*** Data provided ***
Issue #96, opened 2019-11-25
Interest Calculation Wrong on Confirmation Page


martypowell:
Months late is statically set here, https://github.com/baltimorecounty/react-transient-tax/blob/integration/src/data/TaxReturnMapper.js#L95. This should be based on the due date.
*** End of Data provided ***
What the task requires: Transcribe the data above in full, exactly.

Expected output:
Issue #96, opened 2019-11-25
Interest Calculation Wrong on Confirmation Page


martypowell:
Months late is statically set here, https://github.com/baltimorecounty/react-transient-tax/blob/integration/src/data/TaxReturnMapper.js#L95. This should be based on the due date.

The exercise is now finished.